Issue #1986, opened 2017-08-15
bug: bhDepotSelect shows "no depot" message on slow network


jniles:
The bhDepotSelect component shows "No Depots" error message when the network is slow.  This can be very confusing since there are depots available, but they are simply not loaded.  It should show a loading indicator instead.

![bugnodepotwhendepotactuallyexists](https://user-images.githubusercontent.com/896472/29318687-13a4385e-81c9-11e7-9b91-253dad660566.png)
_Fig 1: Misleading Error when Depots Actually are Loading_

PR #2098, opened 2017-09-14
fix: stock depot selection issues

jniles:
This PR addresses multiple issues associated with depot selection in the stock management modules.  It implements the suggestion in #2003 and removes the `bhDepotDropdown`.

The basic idea is to make depot selection like cashbox selection, where a user is presented a modal if they have no depot selected. This modal is shown below:
depotselectionfirsttime
_Fig 1: Depot Selection if no depot is selected_

Depots are cached between selections, so a page will always use the selected depot.  They are not (yet) cached between pages ... although this would be as simple as changing the cache key.

Changing the depot is accessible via the dropdown menu as on most pages:
depotselectionmenu
_Fig 2: Depot Selection Menu_

Any subsequent selections bring up the following modal:
depotselectionallothertimes
_Fig 3: Depot Selection Modal All Other Times_

Closes #2003.  Closes #2094.  Closes #1986.

PR #2099, opened 2017-09-14
feat(bhDepotDropDown) using a loading indicator

jeremielodi:
This PR add a loading indicator in the bhDepotDropDown component
It solve this issue #1986


jniles:
This is going to be removed in https://github.com/IMA-WorldHealth/bhima-2.X/pull/2098.

Issue #975, opened 2016-11-29
(refactor) Price List allows duplicate items to be selected, but not submitted


jniles:
The Price Lists have a confusing user interface that allows a user to select the same item to add twice to a list, but will not allow duplicates to be submitted.  This can be solved several ways:
 1. Do not even show the duplicates in the ui-select 
 2. Disable the duplicates in the ui-select.

No matter the case, the error message is every generic "You are not allowed to perform this operation."  We should improve these errors to be more specific - "The price list cannot contain duplicates."  "This price list is assigned to a group, you cannot delete it."

jniles:
Closed in #2103.

PR #2103, opened 2017-09-18
feat(price list) avoid duplicated items in the list

jeremielodi:
This PR help to avoid duplicated items to be selected ,  you can look at this issue for more details #975

### DIFF
--- a/client/src/modules/prices/modal.js
+++ b/client/src/modules/prices/modal.js
@@ -2,10 +2,10 @@ angular.module('bhima.controllers')
 .controller('PriceListModalController', PriceListModalController);
 
 PriceListModalController.$inject = [
-  '$uibModalInstance', 'InventoryService', 'util', 'NotifyService'
+  '$uibModalInstance', 'InventoryService', 'util', 'NotifyService', 'appcache',
 ];
 
-function PriceListModalController( $uibModalInstance, Inventory, util, Notify) {
+function PriceListModalController( $uibModalInstance, Inventory, util, Notify, AppCache) {
   var vm = this;
 
   // bind variables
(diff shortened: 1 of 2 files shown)


client/src/modules/prices/modal.js
```diff
@@ -14,10 +14,27 @@ function PriceListModalController( $uibModalInstance, Inventory, util, Notify) {
   vm.action = null;
   vm.isValidItem = isValidItem;
 
-  // load Inventory
+  // Here we load the All items from the list
+  const cache = new AppCache('selecedItems');
```
jniles: We cannot use `const` or `let` or any ES2015+ features on the client.  It will break our production builds.  These should be `var`s until we start transpiling to ES5.

client/src/modules/prices/modal.js
```diff
@@ -14,10 +14,27 @@ function PriceListModalController( $uibModalInstance, Inventory, util, Notify) {
...
+  const selectedItems = cache.items;
+
   Inventory.read()
     .then(function (inventory) {
-      vm.inventories = inventory;
+      // Let filter the list,
+      // all items in from the list should not appear in the select dropdown list
+
+      vm.inventories = inventory.map(function (item) {
```
jniles: This is an interesting idea!

I think what you want to do here is actually an [Array.prototype.map()](https://developer.mozilla.org/en-US/docs/Web/JavaScript/Reference/Global_Objects/Array/map) and then an [Array.prototype.filter()](https://developer.mozilla.org/en-US/docs/Web/JavaScript/Reference/Global_Objects/Array/filter).  Here's how you can make this really simple:
```js
// gather all used uuids in a flat array
var selectedUuids = selectedItems.map(function (item) {
  return item.inventory_uuid;
});

// filter the inventory to only show ones that are not used.
vm.inventories = inventory.filter(function (item) {
  return selectedUuids.indexOf(item) === -1;
});
```

client/src/modules/prices/prices.js
```diff
@@ -23,6 +25,9 @@ function PriceListController(PriceListService, $uibModal, Inventory, ModalServic
   vm.length250 = util.length250;
   vm.maxLength = util.maxTextLength;
 
+  // Here we create a cache, all items in the list will be in it
+  var cache = new AppCache('selecedItems');
```
jniles: This cache should be called `selectedItems`.

jniles (changes requested):
@jeremielodi this idea is good!  The implementation can be improved.  I've made a few suggestions down below.  Let me know what you think.

jniles (approved):
LGTM

jniles:
Seems like we still have a flaky test in `master`.

bors r+

PR #2105, opened 2017-09-19
feat(bh-add-item)

### LINKED ISSUE #2095: feature request: make the "add items" into a component
We've used a pattern in most creation modules - Invoices, Purchase Orders, Vouchers, etc.  It involves a "add items" button to add items to an underlying grid.  This is ripe for encapsulation.  See the button below:

addbutton
_Fig 1: Add Button could be a component_

lomamech:
Implementation of bh-add-item component, using this component in all module who used Add Bouton
- Patient Invoice
- Stock Entry
- Stock Exit
- Purchase Order
And Complexe Voucher

closes #2095


client/src/js/components/bhAddItem.js
```diff
@@ -0,0 +1,35 @@
...
+ */
+function addItemController() {
+  var $ctrl = this;
+
+  $ctrl.$onInit = function onInit() {    
+    // default for form name
+    $ctrl.name = $ctrl.name || 'AddItemForm';
+  };
+
+  // fires the onSelectCallback bound to the component boundary
```
jniles: I don't think there is a `onSelectCallback`.  Could you remove this comment or update it?

client/src/modules/invoices/patientInvoice.html
```diff
@@ -110,25 +110,13 @@
...
-              type="number"
-              class="form-control"
-              ng-model="PatientInvoiceCtrl.itemIncrement"
-              style="max-width : 40px;"
-              ng-disabled="!PatientInvoiceCtrl.Invoice.recipient">
-          </div>
+         <!-- "Component Add number of grid rows" input-group -->
+          <bh-add-item
+            item-increment = "PatientInvoiceCtrl.itemIncrement"
+            name = "add_item_invoice"
```
jniles: Since this isn't ever going to be submitted as part of a form, there is no need for a `name` binding.  `name` is only useful for form validation or submission to servers.

client/src/js/components/bhAddItem.js
```diff
@@ -0,0 +1,35 @@
+angular.module('bhima.components')
+  .component('bhAddItem', {
+    templateUrl : 'modules/templates/bhAddItem.tmpl.html',
+    controller  : addItemController,
+    transclude  : true,
+    bindings    : {
+      itemIncrement    : '<',
+      recipient        : '<',
```
jniles: I don't see the value of `recipient` ... it looks like just another way to `disable` the input.  Since you already have the `disable` parameter, I propose you remove `recipient`.

client/src/modules/purchases/create/create.html
```diff
@@ -134,23 +134,13 @@
...
-          </span>
-          <input
-            type="number"
-            class="form-control"
-            ng-model="PurchaseCtrl.itemIncrement"
-            style="max-width : 40px;"
-            ng-disabled="!PurchaseCtrl.supplier">
-          </div>
+        <bh-add-item
+          item-increment = "PurchaseCtrl.itemIncrement"
```
jniles: In my view, the component should handle this itself - there is no reason for the parent controller to care about the item increment.  That will clean up the component bindings and the parent controllers significantly.

client/src/modules/templates/bhAddItem.tmpl.html
```diff
@@ -0,0 +1,20 @@
+<div ng-form="{{ $ctrl.name }}" bh-add-item ng-model-options="{ updateOn: 'default' }">
```
jniles: There's no need to make an `ngForm` here ... we don't perform any form validation.  `ng-model-options` can also be removed (since it only makes sense to define on an `ngForm` or `ngModel`.

jniles (changes requested):
@lomamech, this is about half way there.

The skeleton of this component is good, but we can go further.  For example, the `recipient` and `disable` bindings are essentially the same: I propose you keep `disable` since it describes what will happen to the component if the binding is `true`.

Ideally, the basic component should look something like this:
```html
<bh-add-item callback="SomeCtrl.onChange(numItems)"></bh-add-item>
```

That is all we need for most modules.  The basic implementation can be optionally extended by specifying an initial `item-increment` and/or `disable` parameter.  The item increment can be a simple `@` binding that you parse with a call to `Number()`.  It will default to 1 if nothing is passed in.

This will make the component much simpler.  At the moment, it looks quite complicated!

client/src/js/components/bhAddItem.js
```diff
@@ -0,0 +1,35 @@
+angular.module('bhima.components')
+  .component('bhAddItem', {
+    templateUrl : 'modules/templates/bhAddItem.tmpl.html',
+    controller  : addItemController,
+    transclude  : true,
```
jniles: Transclusion is not necessary for this component.

client/src/js/components/bhAddItem.js
```diff
@@ -0,0 +1,35 @@
...
+    bindings    : {
+      disable          : '<',
+      callback         : '&?',
+    },
+  });
+
+addItemController.$inject = [];
```
jniles: You can go ahead and remove this line if we never `$inject` everything.

client/src/js/components/bhAddItem.js
```diff
@@ -0,0 +1,35 @@
+angular.module('bhima.components')
+  .component('bhAddItem', {
+    templateUrl : 'modules/templates/bhAddItem.tmpl.html',
+    controller  : addItemController,
+    transclude  : true,
+    bindings    : {
+      disable          : '<',
+      callback         : '&?',
```
jniles: This should be required (`&` instead of `&?`).  The module will break without it!

jniles (approved):
@lomamech, just a few clean up issues.  Otherwise, this looks perfect :+1:

client/src/js/components/bhAddItem.js
```diff
@@ -0,0 +1,32 @@
+angular.module('bhima.components')
+  .component('bhAddItem', {
+    templateUrl : 'modules/templates/bhAddItem.tmpl.html',
+    controller  : addItemController,
+    bindings    : {
+      disable     : '<',
+      Callback    : '&',
```
jniles: I think this should not be capital - that may be what is breaking your tests.

jniles:
bors r+

... try again.

jniles:
?

bors r+

Issue #1342, opened 2017-03-12
(deployment) Set up continuous deployment on low-end hardware


jniles:
Our recent issues with the production server at HEV show that we need to be continuously testing on low-resource environments with high data loads.  I propose that we tackle this in two steps:
 1. Set up an office Raspberry Pi to test out the loads on a no-network environment.  This should be able to automatically deploy with a push from git.
 2. Set up a low-resource cloud instance that can test our loads in a high-latency network environment.  This should also be able to be deployed via a github hook.

jniles:
Whoops, wrong reference.

jniles:
This is likely to high effort for what we are currently aiming for.  We no longer target the raspberrypi and most hardware is fast enough that these concerns are not really relevant anymore.

PR #2106, opened 2017-09-19
feat(exporting file) downloading reports in excel 

jeremielodi:
This PR brings a new way to export reports.
Instead of exporting reports in PDF  , CSV or JSON we can now do the same thing in xlsx ( Excel extension). I used the json2xls library to make it possible

Closes https://github.com/IMA-WorldHealth/bhima-2.X/issues/1342.

### DIFF
--- a/client/src/modules/general-ledger/general-ledger-accounts.html
+++ b/client/src/modules/general-ledger/general-ledger-accounts.html
@@ -12,22 +12,22 @@
           <a class="btn btn-default" uib-dropdown-toggle>
             <span class="fa fa-bars"></span> <span class="hidden-xs" translate>FORM.LABELS.MENU</span> <span class="caret"></span>
           </a>
-          
+
           <ul uib-dropdown-menu role="menu" class="dropdown-menu-right">
             <li role="menuitem">
               <a href data-method="configure" ng-click="GeneralLedgerAccountsCtrl.openFiscalYearConfiguration()">
                 <i class="fa fa-calendar"></i> <span translate>FISCAL.FISCAL_YEAR</span>
               </a>
-            </li> 
+            </li>
 
-            <li role="separator" class="divider"></li>          
+            <li role="separator" class="divider"></li>
             <li role="menuitem">
               <a href data-method="configure" ng-click="GeneralLedgerAccountsCtrl.openColumnConfiguration()">
                 <i class="fa fa-columns"></i> <span translate>FORM.LABELS.COLUMNS</span>
               </a>
-            </li> 
+            </li>
 
-            <li role="separator" class="divider"></li>  
+            <li role="separator" class="divider"></li>
             <li role="menuitem">
               <a href data-method="save-state" ng-click="GeneralLedgerAccountsCtrl.saveGridState()">
                 <i class="fa fa-save"></i> <span translate>FORM.BUTTONS.SAVE_GRID_CONFIGURATION</span>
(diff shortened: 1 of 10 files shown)


client/src/modules/general-ledger/general-ledger-accounts.html
```diff
@@ -46,11 +46,18 @@
                 <span class="fa fa-file-pdf-o"></span> <span translate>DOWNLOADS.PDF</span>
               </a>
             </li>
+
+            <li role="menuitem">
+              <a ng-href="/reports/finance/general_ledger/?{{ GeneralLedgerAccountsCtrl.download('xlsx', GeneralLedgerAccountsCtrl.filters) }}" download="{{GeneralLedgerAccountsCtrl.fiscalYearLabel | translate }}">
+                <span class="fa fa-file-excel-o"></span> <span translate>EXCEL</span>
```
jniles: This key should probably be something like "DOWNLOADS.EXCEL".

server/controllers/finance/reports/generalLedger/index.js
```diff
@@ -57,7 +57,17 @@ function renderReport(req, res, next) {
       return report.render(data);
     })
     .then((result) => {
+      //if(result.Content-Type : 'application/xls',)
+
+      console.log(result.headers);
```
jniles: This should be removed before a merge.

server/app.js
```diff
@@ -20,6 +20,8 @@
  * @license GPL-2.0
  * @copyright IMA World Health 2016
  */
+// json2xls haldles an error in strict mode so we require it before
+var json2xls = require('json2xls');
```
jniles: :+1:  This should use `const` since it never changes.

server/lib/renderers/xlsx.js
```diff
@@ -0,0 +1,36 @@
...
+ * JSON Render Method
+ * @param {Object} data      Contains data in any format that will be used to
+ *                            drive the final report - this will be exposed to
+ *                            the view by the renderer.
+ * @param {Object} options   (Optional) parameters that can be passed to switch
+ *                            render features on/off.
+ * @returns {Object}          JSON Object representing a report that can be sent
+ *                            to the client.
+ */
+function renderJSON(data) {
```
jniles: Do you need this method?  If so, the name and comment should probably be updated.

server/controllers/finance/reports/generalLedger/index.js
```diff
@@ -57,7 +57,17 @@ function renderReport(req, res, next) {
       return report.render(data);
     })
     .then((result) => {
+      //if(result.Content-Type : 'application/xls',)
```
jniles: This comment should be removed before merge.

jniles (commented):
Looks pretty good!  A few clean up issues and then it could be merged.

server/lib/renderers/xlsx.js
```diff
@@ -0,0 +1,36 @@
...
+  'Content-Type' : 'application/xlsx',
+  'type' : 'xlsx',
+};
+
+exports.render = renderXLSX;
+exports.extension = '.xlsx';
+exports.headers = headers;
+
+/**
+ * JSON Render Method
```
jniles, line 25: This comment should be updated or removed.

jniles (approved):
Looks good to me.  I'll give this a local test and see how it works.  If everything passes, I'll give it a merge.

jniles:
*sigh*

bors r+

PR #2107, opened 2017-09-19
Fix stock transfer date

### LINKED ISSUE #2081: Bad date for stock entry from transfert
When we enter a stock from transfer, the date of the entry is not considered; the movement of entry still has the date of exit.

The normal behavior is to have exit distinct to entry also in terms of dates.

mbayopanda:
This PR : 
- fix the reception date for a stock transfer
- set a default description for a stock entry by a transfer

close #2081

### DIFF
--- a/client/src/modules/stock/entry/entry.js
+++ b/client/src/modules/stock/entry/entry.js
@@ -331,7 +331,7 @@ function StockEntryController(
       from_depot : vm.movement.entity.instance.depot_uuid,
       to_depot : vm.depot.uuid,
       document_uuid : vm.movement.entity.instance.document_uuid,
-      date : vm.movement.entity.instance.date,
+      date : vm.movement.date,
       description : vm.movement.entity.instance.description,
       isExit : false,
       user_id : Session.user.id,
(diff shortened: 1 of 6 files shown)


server/controllers/stock/index.js
```diff
@@ -236,7 +236,7 @@ function depotMovement(document, params) {
 
     isWarehouse = !!(parameters.from_depot_is_warehouse);
 
-    // track distribution to patient
+    // track distribution to other depot from a warehouse
```
jniles, line 239: :dancer:

client/src/modules/stock/entry/entry.js
```diff
@@ -331,7 +333,7 @@ function StockEntryController(
       from_depot : vm.movement.entity.instance.depot_uuid,
       to_depot : vm.depot.uuid,
       document_uuid : vm.movement.entity.instance.document_uuid,
-      date : vm.movement.entity.instance.date,
+      date : vm.movement.date,
```
jniles, line 336: :dancer:

jniles: Are you sure this bug doesn't affect other modules (exit)?  Or other entry types?

jniles (approved):
Looks fine to me :+1:

PR #2627, opened 2018-03-28
refractor(role management) select permision

### LINKED ISSUE #2621: Role Management should subselect all permission of a parent node
The Role Management module contains a tree of modules that a user should set permissions on.  However, the tree is not really usable.  If you wanted to make an accountant role with permissions to all the finance and reporting modules, you would need to click every single permission in the tree.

Your objective
Each line with the word "shortened" in the records above belongs in the result; copy all of them.

Answer for the task
(diff shortened: 1 of 2 files shown)
(diff shortened: 1 of 10 files shown)
(diff shortened: 1 of 6 files shown)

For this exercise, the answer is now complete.